Don't question your betters!

[broken link removed]
 
Jim got it wrong live on national radio. He is not the first to do so and wont be the last. Subsequently he has issued an apology. While many may be enraged by what he said, there is no evidence that what he said was the norm.

For the record, I don't know Jim, and have no connection with him, his company or the ISI.
 
Jim

You haven't caused any hurt or distress to me.

I did find your comments sad misguided and sickening.
 

I'd prefer if you explained to all of us what you meant, rather than make apologies that sidestep the issue. We'd like to understand what we're up against when debt forgiveness is being doled out to the "professional classes". After all, we're paying for it.
 
As it is impossible to talk about all of the complexities of personal bankruptcy in a 10 minute radio interview it is inevitable that misunderstandings can arise, and that statements can be taken out of context.

Please explain to us what was misunderstood or taken out of context. You have issued apologies on many web forums but have not addressed this. Sorry, it's not good enough. This is a serious issue that is going to make insolvency practitioners the subject of suspicion and derision up and down the country. How is any faith going to be restored when you have explicitly said (and not thus far retracted) that it's going to be different rules for different "classes". We don't want to hear apologies. We want to hear that you have made a horrendous mistake (as the ISI has now told you) and have completely changed your mind.

Your own [broken link removed] tells us that you "drafted the complete syllabus for the Diploma in Insolvency course run by Chartered Accountants Ireland". I'd like to know if the outrageous class-ridden views you expressed on Drivetime have been imparted to other insolvency practitioners.
 
Yes, I also would like to know what he meant by his comments and why he said them.

Apologies for hurt caused is not enough.
 
It begs the question, if this is whats being said, my god, what are they thinking.
 
Probably how some classes of people will be able to keep their kids in private schools as well as part of the process.
 
One thing that certainly jumps out at me is if there is equity in the property then it has to be sold ( if it is above the reasonable size etc) to pay creditors no matter what you are or who you are. Or is this personal insolvency set up just another facet of the currupt and poorly regulated system that has got us in this mess in the first place.
 
This was always going to fade away.

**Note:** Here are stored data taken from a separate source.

PR #282, opened 2020-07-09
SNO-159-allow-remote-indexing

caseylitton:


src/snovault/elasticsearch/indexer.py
```diff
@@ -143,140 +154,302 @@ def get_related_uuids(request, es, updated, renamed):
...
+        )
+    except:
+        remote_indexing_threshold = default_threshold
+    if uuid_count < default_threshold:
+        return False
+    return True
+
+
+def _get_sqs_arn(queue_name):
+    boto_session = boto3.Session(region_name = 'us-west-2')
```
hitz: Should region_name be hardcoded here?

src/snovault/elasticsearch/indexer_state.py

There's an opinion piece in the Indo today (by Martina Devlin I think), having a lash at him and the 2 tier citizenship in this country.

My take on this is that very few of the professional class will do the PIA route as it means having your name published. Now how would that go down with the neighbours!
Instead, as with the recent interview with a strategic defaulter on Karl Deeter's blog, they will try to work out a deal directly with the banks.

The last thing they want is their names published. PIA is for the small man/woman....if they can afford the fees that is!
 

Yes but his apology and "explanation" do not address the point that people are raising here - which is that what he said is obviously what he thinks, that people in certain "professions" deserve better housing than those in the waged sector.

There was no "out of context" and his statement on radio wasn't a simple mis-speaking, it was a reflection of what he thinks and feels, that those of a certain status (in his eyes) should retain trophy houses due to the profession they're in whilst the rest of us can whistle dixie.

This isn't a case where the interviewer could be deemed to have goaded him into saying it, it was a case of one rule for the "professionals" and another for the rest of us.

Hate to break it to you Jim, but we're all professionals we're not working for free!